Figure 5-1 Ilioinguinal nerve block. Excessive injection of anesthetic can result in femoral nerve palsy, whereas inappropriately placed injectate will manifest as ineffectual analgesia postoperatively.

Figure 5-2 Digital block. Note the proximity of the vessels to the digital nerves. Epinephrine-containing solutions are absolutely contraindicated because they can result in profound arteriole spasm and digital ischemia. Furthermore, the volume of injectate should be limited to minimize compression of the vessels.

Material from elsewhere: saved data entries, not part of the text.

PR #11954, opened 2026-05-08
Secure API2 internal debug-pg cache routes

### LINKED ISSUE #11953: Secure API2 internal debug-pg cache routes
## Summary

The API2 internal `debug-pg` routes are mounted under `/<API2_SUBPATH>_internal/debug-pg/*`, but the internal secret check currently only runs when `API2_SKIP_SUBPATH === 'true'`. That appears to be the local/test path, so production internal routes can read from and delete the PG/file cache without requiring `x-internal-secret`.

## Impact

Unauthenticated callers who know or discover the API2 internal subpath can:

- Read cached API2 data through `GET /<API2_SUBPATH>_internal/debug-pg/*`.
- Delete cached API2 data through `DELETE /<API2_SUBPATH>_internal/debug-pg/*`.
- Trigger `clearDimensionsCacheV2()` through the special `DELETE /clear-dimensions-cache` path.

The same path is forwarded into cache helpers, so the fix should also reject traversal-like or absolute cache keys before any file-cache operation.

## Affected code

- `defi/src/api2/index.ts` mounts the internal router when `API2_SUBPATH` is set.
- `defi/src/api2/routes/internalRoutes.ts` registers `GET` and `DELETE` for `/debug-pg/*`.
- `defi/src/api2/routes/internalRoutes.ts` only checks `x-internal-secret` when `API2_SKIP_SUBPATH === 'true'`.
- `defi/src/api2/cache/file-cache.ts` maps cache keys onto local files.

## Proposed fix

- Require `x-internal-secret` for `debug-pg` routes in every environment.
- Use `LLAMA_INTERNAL_ROUTE_KEY` as the required secret and fail closed if it is unset.
- Do not fall back to public/pro route values such as `API2_SUBPATH`.
- Validate debug cache keys before passing them to `readFromPGCache` or `deleteFromPGCache`:
  - reject empty keys
  - reject absolute paths
  - reject `..` traversal segments
  - normalize to a slash-prefixed cache key for existing cache helper compatibility
- Return `401`/`403` for auth failures and `400` for unsafe cache paths, instead of reporting everything as a 500.
- Add focused tests for auth and path validation.

ametel01:
Fixes #11953

## Summary
- require `LLAMA_INTERNAL_ROUTE_KEY` for API2 internal `debug-pg` cache deletion endpoints
- remove the stale `GET /debug-pg/*` registration after upstream removed the cache read handler
- reject missing/misconfigured internal route secrets with explicit error responses
- normalize and validate debug cache keys before deleting cache entries
- send the internal secret from protocol cache clearing utilities, including dimensions cache clearing
- add regression coverage for auth outcomes and cache key traversal rejection

## Security notes
The affected internal route allowed cache mutation under `/<API2_SUBPATH>_internal/debug-pg/*` when reachable. The fix makes these operations require `x-internal-secret: $LLAMA_INTERNAL_ROUTE_KEY` and rejects malformed, empty, root, and traversal-style cache paths. It also removes fallback secrets from `LLAMA_PRO_API2_SECRET_KEY` and `API2_SUBPATH`.

## Conflict resolution
Merged current `DefiLlama/master` into the branch and resolved the conflict in `defi/src/api2/routes/internalRoutes.ts` by keeping upstream's deprecated-code removal while preserving this PR's auth and path-validation checks.

## Verification
- `pnpm exec jest src/api2/routes/internalRouteSecurity.test.ts --runInBand`
- `pnpm exec tsc --noEmit --pretty false 2>&1 | rg 'src/(api2/routes/internalRoute|cli/utils/clearProtocolCache)|internalRoutes\\.ts' || true`

Full `pnpm exec tsc --noEmit --pretty false` previously reported existing repo-wide TypeScript errors outside this patch, including generated Smithy duplicate exports, missing dimension adapter modules, and pre-existing unused variables in API tests.


g1nt0ki (changes requested):
sorry, rejecting the attack vector is person knowing api secret - if someone finds this, we have bigger problems compared to them deleting cache files

PR #11978, opened 2026-05-11
Add zero-value dimensions refill option

Genmin:
## Summary

- adds a `refill_zero_value_data=true` mode to the dimensions refill script for records that exist in DB but only contain zero values
- supports optional `zero_record_keys=df,dr` filtering so operators can target the affected aggregate keys for fees/revenue backfills
- keeps `dry_run=true` as the default and prints the selected zero-value dates before running refill work

## Context

This is meant for cases like Renzo fees after 2026-03-06 where rows already exist, but they contain zero data. `refill_only_missing_data=true` skips those days because the records are present, so operators need a way to refill present-but-zero records without hard-coding a protocol-specific script.

Example dry run for the Renzo fees issue:

```sh
type=fees protocol=renzo from=2026-03-07 to=2026-05-10 refill_zero_value_data=true zero_record_keys=df,dr dry_run=true npm run fillOld-dimensions
```

## Validation

- `npm install --legacy-peer-deps --no-package-lock --no-audit --no-fund`
- `npm run prebuild-gen-imports`
- `npm run load-dimensions-repo --silent`
- `npx tsc --noEmit --pretty false --skipLibCheck --noUnusedLocals false --noUnusedParameters false --target ES2020 --module commonjs --esModuleInterop --resolveJsonModule src/adaptors/handlers/storeAdaptorData/refillScript.ts`
- `git diff --check`

Closes #11969.

## New Features

* Added support for refilling zero-value dimension records with a new configurable mode.
* Runtime configuration now reports zero-value mode status and record key counts for improved visibility.

[Review Change Stack](https://app.coderabbit.ai/change-stack/DefiLlama/defillama-server/pull/11978)


bheluga:
@Genmin thanks for the PR
We already refill zero vaules, the problem here was due to a bug in dimension adapter

PR #1009, opened 2026-04-15
Add inbound/outbound rule for Azure

cYKatherine:


jon8787 (dismissed):

docs/guides/operator-guide-azure-enclave.md
```diff
@@ -179,6 +179,18 @@ The following diagram illustrates the virtual private cloud that hosts a UID2 Pr
 
 ![VPC Network](images/operator-azure-drawio.png)
 
+#### Network Security Group Policy
+
+:::note
+To avoid passing certificates associated with your domain into the enclave, inbound HTTP is allowed instead of HTTPS. This also avoids the cost of a secure layer, if used in a private network that is internal to your organization.
```
genwhittTTD: We say inbound HTTP is allowed but really I think we mean inbound HTTPS is NOT allowed. 

Also one thing I'm not sure about technically. We say it avoids the extra cost... IF used in a private network. Presumably it's always a private network. The "if" implies it might not be... in which case what would you do if HTTPS is not allowed? So I think it's not quite clear. LMK if I'm misunderstanding.

My stab at rewording:


```suggestion
To avoid passing certificates associated with your domain into the enclave, only inbound HTTP is allowed. Inbound HTTPS is not allowed. This also avoids the extra cost of another secure layer in a network that's already private and internal to your organization.
```

docs/guides/operator-guide-azure-enclave.md
```diff
@@ -179,6 +179,18 @@ The following diagram illustrates the virtual private cloud that hosts a UID2 Pr
...
+:::
+
```
genwhittTTD: We have a section heading, then a note, then the table. We need some intro text to the table, per our style guide. Suggest (but please clarify as needed, I might not be understanding fully):


```suggestion
The following table provides information about supported protocols.
```

docs/guides/operator-guide-azure-enclave.md
```diff
@@ -179,6 +179,18 @@ The following diagram illustrates the virtual private cloud that hosts a UID2 Pr
...
+| Port Number | Direction | Protocol | Description |
+| ----------- | --------- | -------- | ------ |
+| 80 | Inbound | HTTP | Serves all UID2 APIs, including the healthcheck endpoint `/ops/healthcheck`.<br/>When everything is up and running, the endpoint returns HTTP 200 with a response body of `OK`. For details, see [Running the Health Check](#running-the-health-check). |
```
genwhittTTD: healthcheck > health check

We use two words in UID2 docs (other than the actual endpoint name of course).

docs/guides/operator-guide-azure-enclave.md
```diff
@@ -179,6 +179,18 @@ The following diagram illustrates the virtual private cloud that hosts a UID2 Pr
 
 ![VPC Network](images/operator-azure-drawio.png)
 
+#### Network Security Group Policy
```
genwhittTTD: @cYKatherine a key concern is the placement of this new content. In the existing doc there is a heading, https://unifiedid.com/docs/guides/operator-guide-azure-enclave#set-up-the-vpc-network, Set Up the VPC Network, and there is a diagram followed by steps. This new section has been added between the diagram and the steps, which is not correct.

In the AWS doc, which was mentioned in the thread (https://unifiedid.com/docs/guides/operator-guide-aws-marketplace#vpc-chart), it's right before the VPC chart, and at the same heading level. Therefore, for consistency, I think you should move this whole new section to above the "Set Up the VPC Network" heading (line 174 in the existing doc) and made it an h3 (three hashtags) rather than what you have which is an h4. That will be more parallel with the AWS doc.

genwhittTTD (commented):
Some copy edits plus please move the section to above the diagram and make it an h3. Thx much.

Figure 5-3 Median and ulnar nerve blocks. Care must be taken to prevent either intraneural or intra-arterial injection.

Figure 5-4 Ankle block.

Ilioinguinal Nerve Block

The addition of ilioinguinal nerve block to the anesthetic regimen used for inguinal herniorrhaphy is associated with a lower cost and higher patient satisfaction score than those of general anesthesia or systemic sedation with local anesthesia alone.^14,¹⁵ A 10- to 20-ml mixture of 0.25% bupivacaine and 1% lidocaine is injected through all layers of the anterior abdominal wall approximately 1.5 cm medial to the anterior superior iliac spine (see Fig. 5-1). This block is not intended to be used as the sole modality for analgesia during inguinal herniorrhaphy; rather, it is meant to supplement an overall regimen so as to provide better postoperative pain control and facilitate discharge from the recovery area.

• Consequence

Failure to anesthetize the ilioinguinal nerve can result from poor injection technique. This can be due to failure to inject deep to the oblique muscles of the anterior abdominal wall or to failure to inject a sufficient amount of agent.

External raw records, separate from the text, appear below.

PR #1012, opened 2026-04-17
UID2-6917 Add 20 concurrent requests restriction for /identity/map

swibi-ttd:
- Add our suggested limit of 20 concurrent requests for `/identity/map` endpoints
- Fix Documentation Updates entry that was in the wrong quarter

### DIFF
--- a/docs/endpoints/post-identity-map-v2.md
+++ b/docs/endpoints/post-identity-map-v2.md
@@ -28,7 +28,7 @@ If you're using an earlier version, we recommend that you upgrade as soon as pos
 Here's what you need to know:
 
 - The maximum request size is 1MB.
-- To map a large number of email addresses, phone numbers, or their respective hashes, send them in batches with a maximum of 5,000 items per batch. You may send up to 20 batches in parallel.
+- To map a large number of email addresses, phone numbers, or their respective hashes, send them in batches with a maximum of 5,000 items per batch. We recommend sending no more than 20 batches in parallel.
 - Be sure to store mappings of email addresses, phone numbers, or their respective hashes.<br/>Not storing mappings could increase processing time drastically when you have to map millions of email addresses or phone numbers. Recalculating only those mappings that actually need to be updated, however, reduces the total processing time because only about 1/365th of raw UID2s need to be updated daily. See also [Advertiser/Data Provider Integration Overview](../guides/integration-advertiser-dataprovider-overview.md) and [FAQs for Advertisers and Data Providers](../getting-started/gs-faqs.md#faqs-for-advertisers-and-data-providers).
 
 ## Rate Limiting
--- a/docs/endpoints/post-identity-map-v2.md
+++ b/docs/endpoints/post-identity-map-v2.md
@@ -23,12 +23,12 @@ This documentation is for version 2 of this endpoint, which is not the latest ve
 If you're using an earlier version, we recommend that you upgrade as soon as possible, to take advantage of improvements. For migration guidance, see [Migration from v2 Identity Map](post-identity-map.md#migration-from-v2-identity-map). For deprecation information, see [Deprecation Schedule: Endpoint Versions](../ref-info/deprecation-schedule.md#endpoint-versions).
 :::
 
-## Batch Size Requirements
+## Batch Size and Request Parallelization Requirements
 
 Here's what you need to know:
 
 - The maximum request size is 1MB.
-- To map a large number of email addresses, phone numbers, or their respective hashes, send them in batches with a maximum of 5,000 items per batch.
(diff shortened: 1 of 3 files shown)


cYKatherine (dismissed):

docs/endpoints/post-identity-map-v2.md
```diff
@@ -23,12 +23,12 @@ This documentation is for version 2 of this endpoint, which is not the latest ve
...
 :::
 
-## Batch Size Requirements
+## Batch Size and Request Parallelization Requirements
 
 Here's what you need to know:
 
 - The maximum request size is 1MB.
-- To map a large number of email addresses, phone numbers, or their respective hashes, send them in batches with a maximum of 5,000 items per batch.
+- To map a large number of email addresses, phone numbers, or their respective hashes, send them in batches with a maximum of 5,000 items per batch. You may send up to 20 batches in parallel.
```
genwhittTTD: Say "can" rather than "may" here. We're not giving them permission, we're stating capabilities. (though per the description this is a recommendation? Either way it's not quite right. But we should be clear whether it's a recommendation or a requirement. Suggest:

```suggestion
- To map a large number of email addresses, phone numbers, or their respective hashes, send them in batches with a maximum of 5,000 items per batch. We recommend sending no more than 20 batches in parallel.
```

Or if it's an even more firm recommendation, we could say:

Do not send more than 20 batches in parallel.

That also leaves me wondering why, though. If there's anything we can comfortably share it would be good. Very likely not but checking in case we could say something like this:

To avoid processing delays, do not send more than 20 batches in parallel.

That gives them a purpose. Though, again, it might be too much info.

docs/endpoints/post-identity-map.md
```diff
@@ -23,12 +23,12 @@ This documentation is for the latest version of this endpoint, version 3.
...
 If needed, documentation is also available for the previous version: see [POST /identity/map (v2)](post-identity-map-v2.md).
 
-## Batch Size Requirements
+## Batch Size and Request Parallelization Requirements
 
 Here's what you need to know:
 
 - The maximum request size is 1MB.
-- To map a large number of email addresses, phone numbers, or their respective hashes, send them in batches with a maximum of 5,000 items per batch.
+- To map a large number of email addresses, phone numbers, or their respective hashes, send them in batches with a maximum of 5,000 items per batch. You may send up to 20 batches in parallel.
```
genwhittTTD: Same here.

docs/ref-info/updates-doc.md
```diff
@@ -20,9 +20,25 @@ Check out the latest updates to our UID2 documentation resources.
 Use the Tags toolbar to view a subset of documentation updates.
 :::
 
-## Q1 2026
+## Q2 2026
```
genwhittTTD, line 23: We only announce major documents, basically... not small fixes like this. Suggest just remove the new section (leave the fix of course since it's a correction to existing content). Though actually my comment applies to the Rate Limiting changes also.

If there's some specific reason we should include it, OK... but there have been many, many changes that we don't announce. I looked over the doc and appreciate that this isn't clear from the heading. 

This is something I'll ask SW and KK about. I'll copy you on it. For now, your call.

docs/ref-info/updates-doc.md
```diff
@@ -20,9 +20,25 @@ Check out the latest updates to our UID2 documentation resources.
...
+
+<CustomTagsContainer tags="Endpoints">
+
+### Request Parallelization Updates for POST /identity/map
+
+April 17, 2026
+
+The [POST&nbsp;/identity/map](../endpoints/post-identity-map.md) endpoint documentation has been updated with the following changes:
+
+- Added a recommendation to send up to 20 /identity/map batches in parallel.
```
genwhittTTD: Just saying in case you end up keeping it -- the way this is written it doesn't sound like a limit. It sounds like we're recommending sending lots. Suggest use the same rewording as on the other entries, if that makes sense.

Added a recommendation to send not more than 20 batches in parallel.

Something like that. But better we don't list a doc change this small.

genwhittTTD (changes requested):
Thx Sean. Few comments. Also I will open a thread about the level of detail in Doc Updates and copy you on it.

docs/ref-info/updates-doc.md
swibi-ttd: Good point - I didn't think about how Doc Updates would get cluttered if we add all small changes. I've now removed the entry. Anyways, this change had already been communicated to existing participants so the changelog wouldn't be particularly useful to them

genwhittTTD (approved):
LGTM thx!

cYKatherine (approved):

PR #1023, opened 2026-05-22
Updates to some doc titles to remove UID2 prefix

genwhittTTD:
Updates to some doc titles to remove UID2 prefix (plus corresponding updates to links to doc titles, front matter, and sidebar)


i18n/ja/docusaurus-plugin-content-docs/current/intro.md
```diff
@@ -53,7 +53,7 @@ UID2 インフラストラクチャの主要な要素や、UID2 のその他の
 - [UID2 identifier types](ref-info/uid-identifier-types.md)
 - [UID2 components](ref-info/uid-components.md)
 - [UID2 participants](overviews/participants-overview.md)
-- [Workflows](ref-info/uid-workflows.md)
+- [UID2 workflows](ref-info/uid-workflows.md)
```
justinleonTTD, line 56: Everything else was removing UID2 but this one and the sidebars.js are adding it. Just want to make sure that was intentional.

genwhittTTD: @justinleonTTD great spot but yes it was intentional but in the doc titles only  not on the sidebar, per input from KK. They are not guide titles but are a bit short if the UID2 is removed... but on the sidebar we have UID2/EUID as the parent and the single words in the child positions. But then when you click through it says UID2 (or EUID).

All links to these docs should be consistent with that, and between English and Japanese and between UID2 and EUID (and I believe they are).

justinleonTTD (approved):

ericwTTD (approved):

PR #1025, opened 2026-06-01
sidebar cleanup UID2

genwhittTTD:
Cleanup mods to the exception sidebars. Also updated the caniuse browser list which was out of date.


sidebars.js
```diff
@@ -426,9 +426,6 @@ const sidebars = {
     'guides/integration-publisher-server-side',
     'GAM Secure Signals',
     'guides/integration-google-ss',
-    'Mobile',
-    'guides/sdk-ref-android',
```
nathanieltjandraTTD, line 430: Should this be /sdks/sdk-ref-android instead of removing it? Same for case for /sdks/sdk-ref-ios.

Repeat for all.

nathanieltjandraTTD (commented):
Left comments.

sidebars.js
genwhittTTD: @Nathaniel Tjandra I thought so at first but on examination, no. See notes in the Jira.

Although it is possible to injure the cecum or sigmoid colon during this procedure, there are no reports of bowel injury resulting from this injection—most likely because a small-bore needle is used, and unintentional injection into the bowel is innocuous. The consequence of such an injection will be inadequate analgesia and postoperative pain.

Grade 1 complication

• Repair and Prevention

Because the purpose of this block is postoperative pain control, it is very difficult to assess whether proper technique has been used intraoperatively. Deep infiltration with 20 ml of local anesthetic injected along the needle tract during needle withdrawal is the best method to try to ensure adequate neural blockade.

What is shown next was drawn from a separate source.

PR #1026, opened 2026-06-05
chore: upgrade GitHub Actions from Node 20 to Node 24

mcollins-ttd:
Node 20 is being deprecated on GitHub Actions runners. Starting **June 16, 2026**, runners will use Node 24 by default.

Inadvertent Femoral Nerve Block

• Consequence

Injection of an excessive amount of local anesthetic or injection in the incorrect plane at the time of attempted placement of ilioinguinal nerve block can result in transient femoral nerve palsy. This complication has been reported in 5% of adults and 10% of children undergoing elective inguinal herniorrhaphy.^16,¹⁷ Until the block resolves, patients will complain of significant weakness or inability to bear weight on the affected extremity.

Grade 1 complication

• Repair

This block is most often detected in the recovery room after the patient attempts to ambulate, and it cannot be reversed once it occurs. The duration of the block depends on the type and amount of anesthetic administered.

• Prevention

The plane between the transversus abdominis and the transversalis fascia fuses laterally with the iliacus fascia, which contains the femoral nerve.¹⁸ It is not possible to avoid injection between these muscles because the surgeon cannot discriminate between them during a percutaneous injection. However, this complication can be avoided by limiting the volume of injectate and thus limiting the amount of anesthetic that can pool around the femoral nerve.